▸ Exercise: Pull every line containing "sendCameraStreamReport" from the listing.

_____

PR #197, opened 2023-02-03
Created H264Encoder class

Geeoon:
This is a wrapper class for the Encoder object.  The class is able to encode a cv::Mat into a vector of NALs.

### DIFF
--- a/src/Constants.h
+++ b/src/Constants.h
@@ -118,5 +118,10 @@ constexpr uint32_t RPLIDAR_A1_BAUDRATE = 115200;
 constexpr uint32_t RPLIDAR_S1_BAUDRATE = 256000;
 } // namespace Lidar
 
+// Video encoding
+namespace video {
+   const int H264_RF_CONSTANT = 40;
+}
+
 constexpr double CONTROL_HZ = 10.0;
 } // namespace Constants
--- a/src/Constants.h
+++ b/src/Constants.h
@@ -120,7 +120,7 @@ constexpr uint32_t RPLIDAR_S1_BAUDRATE = 256000;
 
 // Video encoding
 namespace video {
-const int H264_RF_CONSTANT = 40;
+constexpr int H264_RF_CONSTANT = 40;
 }
 
 constexpr double CONTROL_HZ = 10.0;
--- a/src/Constants.h
+++ b/src/Constants.h
@@ -120,7 +120,7 @@ constexpr uint32_t RPLIDAR_S1_BAUDRATE = 256000;
 
 // Video encoding
 namespace video {
-   const int H264_RF_CONSTANT = 40;
+const int H264_RF_CONSTANT = 40;
 }
 
 constexpr double CONTROL_HZ = 10.0;
--- a/src/network/MissionControlProtocol.cpp
+++ b/src/network/MissionControlProtocol.cpp
@@ -199,7 +199,8 @@ void MissionControlProtocol::handleCameraStreamOpenRequest(const json& j) {
 	if (supported_cams.find(cam) != supported_cams.end()) {
 		std::unique_lock<std::shared_mutex> stream_lock(this->_stream_mutex);
 		this->_open_streams[cam] = 0;
-		this->_camera_encoders[cam] = std::make_shared<video::H264Encoder>(j["fps"], Constants::video::H264_RF_CONSTANT);
+		this->_camera_encoders[cam] =
+			std::make_shared<video::H264Encoder>(j["fps"], Constants::video::H264_RF_CONSTANT);
 	}
 }
 
--- a/src/network/MissionControlProtocol.cpp
+++ b/src/network/MissionControlProtocol.cpp
@@ -223,8 +223,8 @@ void MissionControlProtocol::sendJointPositionReport(const std::string& jointNam
 }
 
 void MissionControlProtocol::sendCameraStreamReport(
-	const CameraID& cam, const std::basic_string<uint8_t>& nal_data) {
-	json msg = {{"type", CAMERA_STREAM_REP_TYPE}, {"camera", cam}, {"data", nal_data}};
+	const CameraID& cam, const std::basic_string<uint8_t>& videoData) {
+	json msg = {{"type", CAMERA_STREAM_REP_TYPE}, {"camera", cam}, {"data", videoData}};
 	this->_server.sendJSON(Constants::MC_PROTOCOL_NAME, msg);
 }
 
--- a/src/network/MissionControlProtocol.cpp
+++ b/src/network/MissionControlProtocol.cpp
@@ -28,7 +28,7 @@ using websocket::connhandler_t;
 using websocket::msghandler_t;
 using websocket::validator_t;
 
-const std::chrono::milliseconds JOINT_POS_REPORT_PERIOD = 100ms;
+const std::chrono::milliseconds TELEM_REPORT_PERIOD = 100ms;
 
 // TODO: possibly use frozen::string for this so we don't have to use raw char ptrs
 // request keys
@@ -48,6 +48,7 @@ constexpr const char* CAMERA_STREAM_REP_TYPE = "cameraStreamReport";
 constexpr const char* LIDAR_REP_TYPE = "lidarReport";
 constexpr const char* MOUNTED_PERIPHERAL_REP_TYPE = "mountedPeripheralReport";
 constexpr const char* JOINT_POSITION_REP_TYPE = "jointPositionReport";
+constexpr const char* ROVER_POS_REP_TYPE = "roverPositionReport";
 // TODO: add support for missing report types
 // autonomousPlannedPathReport, poseConfidenceReport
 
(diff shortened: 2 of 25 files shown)


src/network/MissionControlProtocol.cpp
```diff
@@ -190,6 +190,9 @@ void MissionControlProtocol::handleCameraStreamOpenRequest(const json& j) {
 	if (supported_cams.find(cam) != supported_cams.end()) {
 		std::unique_lock<std::shared_mutex> stream_lock(this->_stream_mutex);
 		this->_open_streams[cam] = 0;
+		if (this->_camera_encoders.find(cam) == this->_camera_encoders.end()) {
+			this->_camera_encoders[cam] = std::make_shared<video::H264Encoder>(j["fps"]);
+		}
```
abhaybd, line 195: This misses the case where the camera stream has been opened and closed in the past, and is being reopened with a different fps.

Since we're using pointers here my earlier advice doesn't apply, so instead of the `if` you can just replace this block with:
```c++
this->_camera_encoders[cam] = std::make_shared<video::H264Encoder>(j["fps"]);
```
This will handle the edge case described above too.

src/network/MissionControlProtocol.h
```diff
@@ -56,7 +59,7 @@ class MissionControlProtocol : public WebSocketProtocol { // TODO: add documenta
 	void handleCameraStreamCloseRequest(const json& j);
 	void handleJointPowerRequest(const json& j);
 	void handleDriveRequest(const json& j);
-	void sendCameraStreamReport(const CameraID& cam, const std::string& b64_data);
+	void sendCameraStreamReport(const CameraID& cam, const std::basic_string<uint8_t>& nal_data);
```
abhaybd, line 62: Can we use a slightly more descriptive name than `nal_data`? How about `frameData` or something? Anyone who hasn't worked with video encoders won't know what `nal` means.

src/video/H264Encoder.h
```diff
@@ -0,0 +1,26 @@
...
+private:
+    std::unique_ptr<Encoder> encoder;
+    bool flag;
+    int fps;
+
+public:
+    H264Encoder(int fps);
+
+    /**
+     * Frame must be the same resolution as passed in the constructor.
```
abhaybd, line 22: What passed in the constructor?

src/video/H264Encoder.h
```diff
@@ -0,0 +1,26 @@
...
+
+class Encoder {  // delete once Encoder is included
+
+};
+
+namespace video {
+class H264Encoder {
+private:
+    std::unique_ptr<Encoder> encoder;
+    bool flag;
```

_____

▸ Solution to this task:
 void MissionControlProtocol::sendCameraStreamReport(
-	void sendCameraStreamReport(const CameraID& cam, const std::string& b64_data);
+	void sendCameraStreamReport(const CameraID& cam, const std::basic_string<uint8_t>& nal_data);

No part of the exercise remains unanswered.